# Venturimeter | Measurement of Rate of Flow of Fluid

### Venturimeter

It is a device used to measure the rate of streamline flow of a fluid through a tube . A venturimeter works on Bernoulli’s principle.

It consists of a U-tube filled with mercury fitted to a straight tube, with varying cross-section, through which the rate of flow of the fluid is to be measured.

The area of cross-section in the broader section of the straight tube is A1 and that of the narrower section is A2 . The speed of flow of the fluid in the narrower section is v2 and that at the broader section is v1

Using the principle of continuity, we have

v1A1 = v2A2     ………(i)

$\large \frac{A_1}{A_2} = \frac{v_2}{v_1}$

The fluid is incompressible. Therefore,

v1 A1 ρ = v2 A2 ρ      ……..(ii)

Suppose that the pressure in the broader section is P1 and in the narrower section is P2

Therefore, P1 – P2 = hρ0g     ……..(iii)

where ρ0 is the density of mercury in the U-tube, and h represents the difference in the levels of mercury in the limbs of the U-tube.

Now, applying Bernoulli’s principle at the two positions, we have

$\displaystyle P_1 + \frac{1}{2}\rho v_1^2 = P_2 + \frac{1}{2}\rho v_2^2$

$\displaystyle P_1 – P_2 = \frac{1}{2}\rho (v_2^2 – v_1^2 )$

$\displaystyle \rho_0 g h = \frac{1}{2}\rho (v_2^2 – v_1^2 )$

$\displaystyle \rho_0 g h = \frac{1}{2}\rho v_1^2(\frac{v_2^2}{v_1^2} – 1)$

$\displaystyle \rho_0 g h = \frac{1}{2}\rho v_1^2(\frac{A_1^2}{A_2^2} – 1)$ …(iv)

Solving equations (1) and (4) for v1, we have

$\displaystyle v_1 = A_2 \sqrt{\frac{2\rho_0 g h}{\rho (A_1^2 -A_2^2)}}$ …….(v)

Therefore the rate of flow of fluid is given by,

Q = A1 v1

$\displaystyle Q = A_1 A_2 \sqrt{\frac{2\rho_0 g h}{\rho (A_1^2 -A_2^2)}}$     ……(vi)

Solved Example : The ratio of the radius of the tube of a venturimeter is η (η >1). The ratio of the densities of the liquid in the manometer and the moving fluid is η1. If the difference in heights of the liquid column in the manometer is h, find the minimum speed of flow of the fluid.

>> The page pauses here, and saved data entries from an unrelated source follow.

PR #2349, opened 2023-09-12
Refactor Flower client

jafermarq:
Refactored Flower client:
* created a `typing.py` in client where types used throughout flower (ClientLike and ClientFn) are defined. It makes easier to access them like this instead that from client app where many things are imported.
* Moved all the numpy wrapping logic to `numpy_client_wrapper.py`, again so we can access important functions such as `to_client()` w/o having to worry about circular imports due to it being previously defined in client app

### DIFF
--- a/src/py/flwr/client/__init__.py
+++ b/src/py/flwr/client/__init__.py
@@ -20,11 +20,17 @@ from .app import start_client as start_client
 from .app import start_numpy_client as start_numpy_client
 from .client import Client as Client
 from .numpy_client import NumPyClient as NumPyClient
+from .numpy_client_wrapper import to_client as to_client
+from .typing import ClientFn as ClientFn
+from .typing import ClientLike as ClientLike
 
 __all__ = [
     "Client",
     "NumPyClient",
+    "ClientLike",
+    "ClientFn",
     "run_client",
     "start_client",
     "start_numpy_client",
+    "to_client",
 ]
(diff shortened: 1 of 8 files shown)


src/py/flwr/client/__init__.py
```diff
@@ -15,20 +15,16 @@
...
 from .numpy_client import NumPyClient as NumPyClient
 
 __all__ = [
     "Client",
-    "ClientLike",
     "NumPyClient",
     "run_client",
     "start_client",
     "start_numpy_client",
-    "to_client",
```
danieljanes, line 33: Can we continue to export these from `flwr.client`, and also include `ClientFn`, just like we do in `flwr.common` and `flwr.common.typing`?

jafermarq: done

src/py/flwr/client/__init__.py
```diff
@@ -15,18 +15,20 @@
...
+from .numpy_client_wrapper import to_client as to_client
+from .typing import ClientFn as ClientFn
+from .typing import ClientLike as ClientLike
 
 __all__ = [
     "Client",
-    "ClientLike",
     "NumPyClient",
+    "ClientLike",
+    "ClientFn",
```
danieljanes, line 31:
```suggestion
    "ClientFn",
    "ClientLike",
    "NumPyClient",
```

danieljanes (approved):

PR #99, opened 2017-07-19
add removeCluster http endpoint

ywang282:
as above

### DIFF
--- a/controller/controller-http/src/main/java/com/pinterest/rocksplicator/controller/resource/Clusters.java
+++ b/controller/controller-http/src/main/java/com/pinterest/rocksplicator/controller/resource/Clusters.java
@@ -141,16 +141,20 @@ public class Clusters {
   }
 
   /**
-   * Remove a given cluster. This may include removing designated tag
-   * in DB and/or writing shard config to zookeeper.
+   * Remove tag in DB and shard config in zookeeper.
    *
    * @param clusterName name of the cluster
    */
   @POST
   @Path("/remove/{clusterName : [a-zA-Z0-9\\-_]+}")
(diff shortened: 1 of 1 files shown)


controller/controller-http/src/main/java/com/pinterest/rocksplicator/controller/resource/Clusters.java
```diff
@@ -128,6 +128,19 @@ public boolean initialize(@PathParam("clusterName") String clusterName) {
   }
 
   /**
+   * Remove a given cluster. This may include removing designated tag
+   * in DB and/or writing shard config to zookeeper.
```
shuzhang1989: what does `and/or writing shard config to zookeeper.` mean?

ywang282: I copied and pasted from the `initialize()` 's documentation: 
`/**
   * Initializes a given cluster. This may include adding designated tag
   * in DB and/or writing shard config to zookeeper.
   *
   * @param clusterName name of the cluster
   */`

angxu: In this case, I think we can assume the cluster tag should always exist in DB. So you can just word it like "remove tag in DB and shard config in zookeeper".

ywang282: checked

shuzhang1989:
this operations is a little dangerous, we can hide this api in the ui, and only people in our team with enough knowledge can use it.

Solution: The speed of flow is minimum when the cross-sectional area of the tube is maximum. The equation for minimum speed of flow of the fluid in a venturimeter is given as

$\displaystyle v_1 = A_2 \sqrt{\frac{2\rho_0 g h}{\rho (A_1^2 -A_2^2)}}$

$\displaystyle v_1 = \sqrt{\frac{2\rho_0 g h}{\rho ((A_1/A_2)^2 – 1)}}$

Putting ρo/ρ = η1 and ,

$\displaystyle \frac{A_1}{A_2} = \frac{\pi r_1^2}{\pi r_2^2} = (\frac{r_1}{r_2})^2 = \eta^2$

we obtain ,

$\displaystyle v_1 = \sqrt{\frac{2\eta_1 g h}{\eta^4 -1}}$

Exercise : In a venturimeter, the diameter of the pipe is 4 cm and that of constriction is 3 cm. The heights of the liquid of density 1.5 gm/cc. in the pressure tube is 20 cm at the pipe and 5 cm at the constrictions. What is the discharge rate of water flowing inside the pipe?